Listener writes, "I grew up riding the trains in the 1970s, where being groped was a common occurrence. We learned early to make a scene to call attention to the perpetrator and fellow riders would back you up." This listener also comments, "Sadly, today's riders are too busy looking at their phones or too scared to get involved." You want to reinforce that. Maybe the risk of making a scene is that you provoke the person to escalate whatever violence or potential violence they may be contemplating. There are a lot of people texting, now there are even more coming in, that say some version of make a scene, and other riders will back you up.
Elizabeth Glazer: Absolutely. I think it also goes to another point, which is the subway belongs to the riders, and so that a sense of joint action. I think many people who have been on the subways have had this feeling of fellow passengers helping them when in need. That has to be a more broadly felt sentiment. It's a little bit of a vicious circle. That is, if people experience the treatment that Lee describes and that your other listeners have described, the likelihood that they're going to come forward and help or they're going to report decreases.
Somehow that culture has to be turned around. I think riders are willing to help. Riders will make a scene, riders will help. There has to be a systematic training of both enforcement, conductors. Everybody has to be in it together.
Brian Lehrer: In fairness, Lee did say that she yelled if I remember the call correctly, and that was a piece of her story.

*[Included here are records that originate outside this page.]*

Issue #2559, opened 2022-06-29
Feature: Improve serialization flexibility of built-in nodes.


StormVanDerPol:
Currently `exportDOM` handles the way nodes serialize to html, which makes sense in the context of the editor DOM, but it's possible a user would want the output html obtained from `$generateHtmlFromNodes` to have a different shape. So I think  It would help for a user to somehow be able to change how the built-in nodes serialize to html.

Example case: `TextNode` currently serializes to either a `strong`, `span` or `em` tag with the CSS classes you find in the theme for formatting. It's possible a user would rather serialize `TextNode` to an actual text node, wrapped in `u`, `em` and `strong` tags for formatting, hypothetically because all their existing html is already structured like this.

thegreatercurve:
This should have been solved with the introduction of replaceable base nodes in #3367

Issue #1262, opened 2022-02-10
Decoupling plugin and nodes


fantactuka:
### Problem
Plugins and nodes are tightly coupled and it makes it harder to extend default nodes and maintaining existing plugins functionality.

#### Example
Let's take markdown plugin (copy/paste logic is also a good example), it exports bunch of node creation helpers (`$createHeadingNode`, `$createCodeBlockNode`, `$createListNode`, etc).

Then if I want to extend HeadingNode behaviour, for example to add `id` attribute to each heading so it can be used as an anchor (smth like `<h1 id="getting-started-with-react">Getting started with React</h1>`, see our [README](https://github.com/facebook/lexical#getting-started-with-react) doing it). To do so I'd extend default node and add new behaviour on top:

```js
class AnchorHeadingNode extends HeadingNode {
  static getType() {
    return 'heading';
  }

  createDOM<EditorContext>(config: EditorConfig<EditorContext>): HTMLElement {
    const element = super.createDOM(config);
    element.setAttribute('id', getAnchorID(this));
    return element;
  }

  updateDOM(prevNode: HeadingNode, dom: HTMLElement): boolean {
    dom.setAttribute('id', getAnchorID(this));
    return false;
  }
}
```

But now the problem is that all plugins that might insert HeadingNode (markdown, toolbar, copy/paste), they all keep using default HeadingNode, because they all use `$createHeadingNode` imported from default heading node file.

#### Potential solution:
Replace `$createHeadingNode()` implementation from
```js
function $createHeadingNode(tag): HeadingNode {
  return new HeadingNode(tag);
}
```
to
```js
function $createHeadingNode(tag): HeadingNode {
  const NodeConstructor = $getNodeFromRegistry(HeadingNode);
  return new NodeConstructor(tag);
}

...
// and smth like:
function $getNodeFromRegistry<T>(nodeKlass: T): T {
  return $getActiveEditor()._registeredNodes.get(nodeKlass.getType());
}
```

At least in her case, that did not work, but I did want to mention that that was the response that a number of listeners who were trying to help came out with. Last thing, we have one minute left. Just to one other stat from your research on recent New York City crime that surprised you, that the average age of arrestees is rising. How much so? I think people generally do consider young adulthood to be the big crime-prone years, right?

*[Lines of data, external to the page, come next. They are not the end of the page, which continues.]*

PR #2598, opened 2022-07-05
Added dragend to list of rootElementEvents

stuartrobinson3007:
Looks like 90% of the work to add dragend was done here: https://github.com/facebook/lexical/pull/1986

Only missing to add 'dragend' to the list of events.


acywatson:
Looks right, thanks!

acywatson (approved):

PR #5293, opened 2023-11-27
[PR 4] remove GridSelection from lexical core

icrosil:
## Why
In #5276 we proposed a solution on how to migrate GridSelection out of the core of the bundle, here is the fourth step by removing GridSelection into lexical-table package.

## What
Moved GridSelection to lexical-table, updated all references accordingly.


zurfyx (commented):
That's looking great! Thank you

PR #5325, opened 2023-12-02
Fix insertNodes bugs

GermanJablo:
From Discord:

> there's 1 or 2 potential issues that we to iterate on asap or revert the commit and take a look at carefully.
> 
> This error has been reported multiple times among employees on clipboard paste before we reverted:
> 
> Cannot read properties of null (reading 'append')
> 
> Based on the trace this is pointing to:
> lastInsertedBlock.append(...insertedParagraph.getChildren());
> 
> Second and not yet sure if connected, when there's a new line at the end it crashes before the selection is lost (the line break node is removed before so we can't restore to it).

cc @zurfyx 

this replace https://github.com/facebook/lexical/pull/5324

### DIFF
--- a/packages/lexical/src/LexicalSelection.ts
+++ b/packages/lexical/src/LexicalSelection.ts
@@ -1596,19 +1596,17 @@ export class RangeSelection implements BaseSelection {
     const notInline = (node: LexicalNode) =>
       ($isElementNode(node) || $isDecoratorNode(node)) && !node.isInline();
 
-    let nodeToSelect = $isElementNode(last)
-      ? last.getLastDescendant() || last
-      : last;
     if (!nodes.some(notInline)) {
       const index = removeTextAndSplitBlock(this);
       firstBlock.splice(index, 0, nodes);
-      nodeToSelect.selectEnd();
+      last.selectEnd();
       return;
     }
 
     // CASE 3: At least 1 element of the array is not inline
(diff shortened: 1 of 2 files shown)


packages/lexical/src/LexicalSelection.ts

Elizabeth Glazer: Absolutely. It's actually pretty shocking. It's both in New York City and actually across the nation. it used to be that violence was a young man's crime. You typically saw people in their 20s is when the most violent behavior occurred, and then they age out. What we're seeing in New York City is now that that age is rising to 30 and above. Why that is whether it's desistance among younger people or whether older people are more distressed, I don't know. It's a big puzzle that's reversing what has been one of the iron laws of crime.
Brian Lehrer: One more response to Lee's call from another listener who texts about the police shrugging it off. "That's an unacceptable response from the NYPD. That issue needs to be escalated, otherwise it will continue. Police shrugging, police laughing. How does one escalate it?" You want to respond to that quickly?
Elizabeth Glazer: I think Commissioner Tisch needs to take it seriously, and I think that she does take it seriously. I think it goes to a more general feel that people have about the police that they don't wear masks, they're looking at their phone, they're not responsive. This is of course, not true of all police, but there is that general perception that gets amplified when people like Lee and some of your listeners get the response that they do. That has to come from the top, the direction about what the relationship should be between cops and New Yorkers.
Brian Lehrer: Elizabeth Glazer was criminal justice director under Mayor de Blasio. She has since gone on to found the policy journal Vital City. They have just done this deep dive on crime in New York City over the last year and compared to before the pandemic and even back further. Thank you so much for sharing so much of the data and your analysis of it with us.
Elizabeth Glazer: Thanks, Brian, to you and your listeners.